Posts MapReduce programming model for Bigdata
Post
Cancel

MapReduce programming model for Bigdata

MapReduce is a processing technique and a programming model for distributed computing to deploy and process big data. MapReduce contains two important tasks: map and reduce. WordCount is a typical example of MapReduce that I will illustrate in this article

Why was Mapreduce born?

As the introduction, everyone knows that MapReduce is a combination of map and reduce, which are the two main functions in this programming method. This programming model originates from Google, or more clearly, from a Google article. The problem is the need to parallelize calculations, distribute data and have high fault tolerance.

Simple and powerful MapReduce allows automatic parallelization and distribution of large-scale computations, combined with implementations of this programming model to achieve high performance on large computer clusters of hundreds, thousands of rows. thousands of computers.

Programming model

The mapreduce model must be said to be extremely simple and easy to visualize. Programmers will only have to rewrite two functions in the MapReduce programming model: the map function and the reduce function.

WordCount example

WordCount is a classic problem to illustrate MapReduce, the idea of ​​MapReduce is written similar to the following pseudo code:

1
2
3
4
5
6
7
8
9
10
11
12
13
14
15
16
map(string key, string value){
	// key: document name
	// value: document value
	for each word w in value{
		ComputeIntermediate(w,"1"); // tính toán các giá trị key/value trung gian
	} 
}

reduce(string key, List values){
	int result = 0;
	for each v in values {
		result += ParseInt(v); // tổng hợp giá trị 
	}
	
	Write(key, result); // ghi kết quả
}
  • For example, now we need to perform a task of counting the number of occurrences of each word in a text. First we will split the text into lines, each line will be numbered. The input to the Map function will be key/value pairs that are the line/text number on that line.

  • In Map, we will separate each word in a line and assign them an initial frequency value of 1.

  • There will be a process in the middle that helps combine Map outputs with the same key together into an array of values.
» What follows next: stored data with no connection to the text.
PR #927, opened 2019-07-05
Validate config.json and federations against the schemas

nl0:
### TODO

- [x] remove schemas from `lambdas/navigator_config` and adjust python code to use `catalog/*-schema.json` @nl0 Done in #941

### DIFF
--- a/catalog/app/utils/Config.js
+++ b/catalog/app/utils/Config.js
@@ -1,3 +1,4 @@
+import Ajv from 'ajv'
 import PT from 'prop-types'
 import * as R from 'ramda'
 import * as React from 'react'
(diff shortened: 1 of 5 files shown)


nl0:
@dimaryaz @akarve should we move federation schema to the catalog as well and use it for validating federations? i'm asking bc i remember talking about ditching federation jsons or smth.

also @dimaryaz could you please adjust navigator_config code to use `catalog/config-schema.json` and remove the original file?

nl0:
i've implemented validating federations

akarve:
@dimaryaz  - this PR settles where json schemas should live. I think we can now eliminate `lambdas/navigator_config/index.py.validate_configs`, update `navigator_config/setup.py` (which references the json schemas), and finally update `deployment/.../env_schema.py` to point to the new locations on GitHub

catalog/app/utils/Config.js
```diff
@@ -93,10 +60,19 @@ const fetchConfig = async (path) => {
   }
 }
 
+const AUTH_MAP = {
+  ENABLED: true,
+  DISABLED: false,
+  SIGN_IN_ONLY: 'SIGN_IN_ONLY',
+}
+
 const transformConfig = (cfg) => ({
```
dimaryaz: Haha, I didn't realize this function existed when I added `fixConfig`.

PR #928, opened 2019-07-05
Fix package listing when there's > 1000 revisions across packages or 'latest' pointer is missing

nl0:


catalog/app/containers/Bucket/PackageList.js
```diff
@@ -103,7 +103,7 @@ export default ({
                         <Link to={urls.bucketPackageDetail(bucket, name)}>{name}</Link>
                       </Typography>
                       <Typography variant="body1">
-                        Updated on {modified.toLocaleString()}
+                        Updated on {modified ? modified.toLocaleString() : '???'}
```
akarve: Can you make this `"[unknown: missing latest in .quilt]"` or something like that?

PR #930, opened 2019-07-05
Bucket/Summary: fix image detection logic (ignore case)

nl0:


catalog/app/containers/Bucket/Summary.js
```diff
@@ -30,7 +30,7 @@ import * as requests from './requests'
 
 const README_RE = /^readme\.md$/i
 const SUMMARIZE_RE = /^quilt_summarize\.json$/i
-const IMAGE_EXTS = ['.jpg', '.jpeg', '.png', '.gif']
+const IMAGE_EXTS = ['.jpg', '.jpeg', '.png', '.gif', '.webp', '.bmp']
```
akarve: Thanks can you add .tif and .tiff?

nl0: @akarve afaik tif isnt supported by browsers (and by our thumbnailing endpoint as well)

akarve: oh yeah, let's take this PR and then we'll modify the image thumbnailer to return JPG or PNG when the input is TIF/F

PR #939, opened 2019-07-08
Elastic performance improvements

akarve:
* Code refactor for readability and maintainability
* Use bulk indexing calls to improve throughput
* [x] modify user agent to screen Elastic requests from object analytics


lambdas/es/indexer/index.py
```diff
@@ -1,74 +1,183 @@
...
-        '.md',
-        '.rmd',
+    "to_index": [
+        ".ipynb",
+        ".md",
+        ".rmd",
     ]
 }
-
+DOC_SIZE_LIMIT_BYTES = 10_000_000# 10MB
```
kevinemoore: Suggestion: add a parameter to flush the queue and send to elastic when the queue hits a certain size. That way the lambda will be able to process large batches without running out of memory.

lambdas/es/indexer/test/data/event_records.py
```diff
@@ -0,0 +1,16 @@
+[{
```
stevededalus: Looks like this isn't used, drop it.

lambdas/es/indexer/index.py
```diff
@@ -1,74 +1,220 @@
...
+
+    def send_all(self):
+        """flush self.queue in a bulk call"""
+        if self.is_empty():
+            return
+        elastic_host = os.environ["ES_HOST"]
+        try:
+            awsauth = AWSRequestsAuth(
+                # These environment variables are automatically set by Lambda
+                aws_access_key=os.environ["AWS_ACCESS_KEY_ID"],
```
dimaryaz: I guess this is from the existing code, but would be nice to clean up. You're already creating a `boto3.session.Session()` below, so might as well get the credentials from it - `Session().get_credentials()`

lambdas/es/indexer/index.py
```diff
@@ -1,74 +1,220 @@
...
+                aws_service="es"
+            )
+
+            time_remaining = get_time_remaining(self.context)
+
+            elastic = Elasticsearch(
+                hosts=[{"host": elastic_host, "port": 443}],
+                http_auth=awsauth,
+                max_backoff=time_remaining,
+                # Give ES time to repsond when under laod
```
dimaryaz: "respond", "load"

lambdas/es/indexer/index.py
```diff
@@ -1,74 +1,220 @@
...
+                    print(error)
+                    # can be dict or string *sigh*
+                    inner = error.get("index", {})
+                    error_info = inner.get("error")
+                    doc_id = inner.get("_id")
+
+                    if isinstance(error_info, dict):
+                        error_type = error_info.get("type", "")
+                        if 'mapper_parsing_exception' in error_type:
+                            replay = next(doc for doc in self.queue if doc["_id"] == doc_id)
```
dimaryaz: This is kinda weird... also O(N^2). A better way would be: iterate over `errors` and collect all `doc_id`s, then iterate over `self.queue` and select the docs to resend.

lambdas/es/indexer/index.py
```diff
@@ -1,74 +1,220 @@
...
+                            replay['user_meta'] = replay['system'] = {}
+                            error_queue.append_document(replay)
+                # recursive but never goes more than one level deep
```
dimaryaz: Still, the recursion bothers me a bit. What about moving everything but the error logic into a helper function, and then:
```
_, errors = self._send_all_helper(self.queue)
if errors:
  error_queue = ...
  self._send_all_helper(error_queue)
```
?

lambdas/es/indexer/index.py
```diff
@@ -1,74 +1,220 @@
...
+                error_queue.send_all()
+
+        except Exception as ex:# pylint: disable=broad-except
+            print("Fatal, unexpected Exception in send_all", ex)
```
dimaryaz: What happens if you don't catch it?

lambdas/es/indexer/index.py
```diff
@@ -94,189 +240,278 @@ def extract_text(notebook_str):
...
-        'text': text,
-        'key': key,
-        'updated': datetime.utcnow().isoformat(),
-        'version_id': version_id
-    }
-    data = {**data, **transform_meta(meta)}
-    data['meta_text'] = ' '.join([data['meta_text'], key])
+    for cell in formatted.get("cells", []):
+        if "source" in cell and "cell_type" in cell:
+            if cell["cell_type"] == "code" or cell["cell_type"] == "markdown":
```
dimaryaz: You can do it all in a single `if`:
```
if 'source' in cell and cell.get('cell_type') in ('code', 'markdown'):
```

lambdas/es/indexer/index.py
```diff
@@ -94,189 +240,278 @@ def extract_text(notebook_str):
...
 
-def handler(event, _):
-    """fetch the S3 object from event, extract relevant data and metadata,
-    dispatch post_to_es
+    return {
+        "system_meta": helium,
+        "user_meta": user_meta,
+        "comment": comment,
+        "target": target,
+        "meta_text": " ".join(meta_text_parts)
```
dimaryaz: I never understood this logic... How is this better than just `json.dumps(helium)`? Isn't `meta_text_parts` the same thing, just slightly flatter?

lambdas/es/indexer/index.py
```diff
@@ -94,189 +240,278 @@ def extract_text(notebook_str):
...
+        *,
+        etag,
+        version_id
+):
+    """retry head or get operation to S3 with; stop before we run out of time.
+    retry is necessary since, due to eventual consistency, we may not
+    always get the required version of the object.
+    """
+    if operation not in ["get", "head"]:
+        raise ValueError(f"unexpected operation: {operation}")
```
dimaryaz: Just make it:
```
if operation == 'head':
  ...
elif operation == 'get':
  ...
else:
  raise ...
```

lambdas/es/indexer/index.py
```diff
@@ -94,189 +240,278 @@ def extract_text(notebook_str):
...
+    # use a local function so that we can parameterize to time_remaining
+    @retry(
+        # debug
+        stop=(stop_after_delay(time_remaining) | stop_after_attempt(MAX_RETRY)),
+        wait=wait_exponential(multiplier=2, min=4, max=30)
+    )
+    def call():
+        # we can't use Range= if size == 0 because byte 0 doesn't exist
+        # and we'll get an exception
+        if size == 0:
```
dimaryaz: I think a dict of params would be better - then you can handle `size==0` and `version_id` independently, instead of having 4 different cases.

lambdas/es/indexer/index.py
akarve: will improve. tecnnically the queue has a fixed size so it's O(1) but the constant factor is unnecessarily large, i'll give you that.

lambdas/es/indexer/index.py
akarve: i think it has do with the fact that the JSON characters would inhibit plain text indexing of comment and target

lambdas/es/indexer/index.py
```diff
@@ -1,74 +1,218 @@
...
+#  lambda in order to display accurate analytics in the Quilt catalog
+#  a custom user agent enables said filtration
+USER_AGENT = "quilt3-python"
 
-S3_CLIENT = boto3.client("s3")
+def bulk_send(elastic, list_):
+    """make a bulk() call to elastic"""
+    return bulk(
+        elastic,
+        iter(list_),
```
dimaryaz: Can you see if it works without `iter`?

The docs say "iterator"... however, that function then calls `streaming_bulk`, for which the docs say "iterable". One of them is clearly wrong.

lambdas/es/indexer/index.py
```diff
@@ -1,74 +1,218 @@
...
+                inner = error["index"]
+                info = inner.get("error")
+                if isinstance(info, dict):
+                    if "mapper_parsing_exception" in info.get("type", ""):
+                        doc = id_to_doc[inner["id_"]]
+                        # zero out structured metadata and try again
+                        doc["user_meta"] = doc["system"] = {}
+                        send_again.append(doc)
+        # we won't retry after this (elasticsearch might retry 429s tho)
+        bulk_send(elastic, send_again)
```
dimaryaz: I think this will make a call to elastic even if `send_again` is empty? Probably good to wrap this (and the code above) in `if errors:`.

lambdas/es/indexer/index.py
```diff
@@ -1,74 +1,218 @@
...
+
+    def append_document(self, doc):
+        """append well-formed documents (used for retry or by append())"""
+        if doc["text"]:
+            # document text dominates memory footprint; OK to neglect the
+            # small fixed size for the JSON metadata
+            self.size += min(doc["size"], DOC_LIMIT_BYTES)
+        self.queue.append(doc)
+
+    def is_empty(self):
```
dimaryaz: I'd just get rid of it. `self.queue` is already public...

  • Reduce ‘s input will be a key/value pair of the word / and an array of the frequency of that word. In Reduce, we just need to add the values ​​in the array and get the result as the number of times each word appears in the input text.

To visualize better, you can see the following image:

When programming MapReduce, the inputs and outputs for the Map and Reduce functions are something the programmer must determine before doing. For the WordCount problem, it seems simple, but in more complex problems, bringing it to the MapReduce model is not necessarily easy.

MapReduce Model

To summarize, the two functions Map and Reduce will have input, the output will be collapsed like the pseudo code below:

1
2
map()	    : (k1, v1)       => list(k2, v2)
reduce()	: (k2, list(v2)) => list(v2)

Conclude

MapReduce is not the only model that helps parallelize well, but there are many other programming models that help process large data by parallelization. However, MapReduce is simple and accessible.

To understand more about MapReduce, you can learn and read Google’s article Mapreduce : Simplified Data Processing on Large Clusters. Of course, Google’s article not only mentions this simple model but also Deeper issues such as the requirements when building a distributed system based on the MapReduce model, improved functions, performance and experiences. In this article, I mainly talk about the idea of ​​MapReduce, the rest I will write in the article about a specific framework, Hadoop MapReduce.

This post is licensed under CC BY 4.0 by the author.